The artificially induced visual percept (a pattern of localized light flashes, or ‘phosphenes’) has limited resolution, and a great portion of the field’s research is devoted to optimizing the efficacy, efficiency, and practical usefulness of the encoding of visual information.
A commonly exploited method is non-invasive functional evaluation in sighted subjects or with computational models by using simulated prosthetic vision (SPV) pipelines.
An important challenge in this approach is to balance enhanced perceptual realism, biologically plausibility, and real-time performance in the simulation of cortical prosthetic vision.
We present a biologically plausible, PyTorch-based phosphene simulator that can run in real-time and uses differentiable operations to allow for gradient-based computational optimization of phosphene encoding models. The simulator integrates a wide range of clinical results with neurophysiological evidence in humans and non-human primates.
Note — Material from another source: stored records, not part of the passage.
PR #1703, opened 2026-06-11
[MS-1459] Enhance version code computation and validation

meladRaouf:
<p class="zlAe0W_TextBase zlAe0W_Text" data-w-component="text">This PR changes APK <span class="zlAe0W_TextBase zlAe0W_Text" data-w-component="text" data-w-weight="semibold" data-w-inline="" data-w-whitespace="linebreaks">versionCode</span> generation to be derived from the app's <span class="zlAe0W_TextBase zlAe0W_Text" data-w-component="text" data-w-weight="semibold" data-w-inline="" data-w-whitespace="linebreaks">versionName</span> instead of CI build order. The new scheme encodes the release year, minor version, patch version, and build sequence into a stable numeric versionCode.</p><p class="zlAe0W_TextBase zlAe0W_Text" data-w-component="text">This fixes a downgrade issue that occurred when creating hotfix builds for older releases, where newly generated APKs could end up with a lower versionCode than versions already published on Google Play.</p><p class="zlAe0W_TextBase zlAe0W_Text" data-w-component="text" data-w-weight="semibold">Example</p><div class="oVf2pG_TableContainer" data-w-column-sizing="equal" data-w-component="table-scroll">
versionName | versionCode
-- | --
2026.11.1 (run 157) | 261101157

</div><p class="zlAe0W_TextBase zlAe0W_Text" data-w-component="text">This ensures version codes remain predictable and monotonically increasing across rebuilds and hotfixes.</p>

### DIFF
--- a/.github/workflows/reusable-build-apk.yml
+++ b/.github/workflows/reusable-build-apk.yml
@@ -30,11 +30,8 @@ jobs:
         environment: ${{ inputs.build-environment }}
 
         env:
-            # VERSION_CODE formula: (year-2000)*10_000_000 + minor*100_000 + patch*1_000 + (run_number%1000)
+            # VERSION_CODE formula: (year-2000)*10_000_000 + minor*100_000 + patch*1_000 + run_number
             # Re-runs are disabled: github.run_attempt must be 1.
-            # Guarantees within one VERSION_NAME:
-            # - VERSION_CODE is unique only until github.run_number%1000 wraps, so collisions can occur every 1000 runs
-            # Required release policy: keep VERSION_NAME increasing and bump it before 1000 workflow runs for the same VERSION_NAME.
             VERSION_CODE: "set in lower step"
             VERSION_NAME: ${{ inputs.version-name }}
             VERSION_SUFFIX: ${{ inputs.build-environment }}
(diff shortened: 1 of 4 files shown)


luhmirin-s (commented):
Is there any way to "unit test" the computation? It looks correct, but I would feel safer to approve it if there were tests :D

.github/workflows/reusable-build-apk.yml
```diff
@@ -53,26 +50,33 @@ jobs:
...
+                    fi
+                    if [ $VERSION_MINOR -gt 99 ] || [ $VERSION_PATCH -gt 99 ]; then
+                      echo "ERROR: Minor ($VERSION_MINOR) and patch ($VERSION_PATCH) must each be 0-99"; exit 1
+                    fi
+                    RUN_SEQ=$(( ${{ github.run_number }} % 1000 ))
+                    VERSION_CODE_CALCULATED=$(( (VERSION_YEAR - 2000) * 10000000 + VERSION_MINOR * 100000 + VERSION_PATCH * 1000 + RUN_SEQ ))
+                    if [ $VERSION_CODE_CALCULATED -gt 2100000000 ]; then
+                      echo "ERROR: VERSION_CODE $VERSION_CODE_CALCULATED exceeds Android max 2100000000"; exit 1
+                    fi
+                    echo "VERSION_CODE=$(( (VERSION_YEAR - 2000) * 10000000 + VERSION_MINOR * 100000 + VERSION_PATCH * 1000 + RUN_SEQ ))" >> $GITHUB_ENV
```
BurningAXE: Why is this calculated again instead of using VERSION_CODE_CALCULATED from above?

BurningAXE (approved):
Looks good! Smart to trim the pipeline runs to 3 digits! 
I don't foresee any issues with this approach and it should be generous enough for lots of minor and patch releases.

BurningAXE:
> Is there any way to "unit test" the computation? It looks correct, but I would feel safer to approve it if there were tests :D

If we can unit test it, maybe we can put it on a test branch and feed it different values to see what it spits out.

.github/workflows/reusable-build-apk.yml
meladRaouf: Nice catch it  is indeed redundant will update it

meladRaouf:
> > Is there any way to "unit test" the computation? It looks correct, but I would feel safer to approve it if there were tests :D
> 
> If we can unit test it, maybe we can put it on a test branch and feed it different values to see what it spits out.

@luhmirin-s @BurningAXE 
I have extracted the version code generation into a bash script file and the added a unit test for it

I asked copilot to run tests for the version code generation 

> Is there any way to "unit test" the computation? It looks correct, but I would feel safer to approve it if there were tests :D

The pipeline includes a model of the retinotopic organization and cortical magnification of the visual cortex. Moreover, the quantitative effects of stimulation parameters and temporal dynamics on phosphene characteristics are incorporated.
Our results demonstrate the simulator’s suitability for both computational applications such as end-to-end deep learning-based prosthetic vision optimization as well as behavioral experiments.
The modular and open-source software provides a flexible simulation framework for computational, clinical, and behavioral neuroscientists working on visual neuroprosthetics.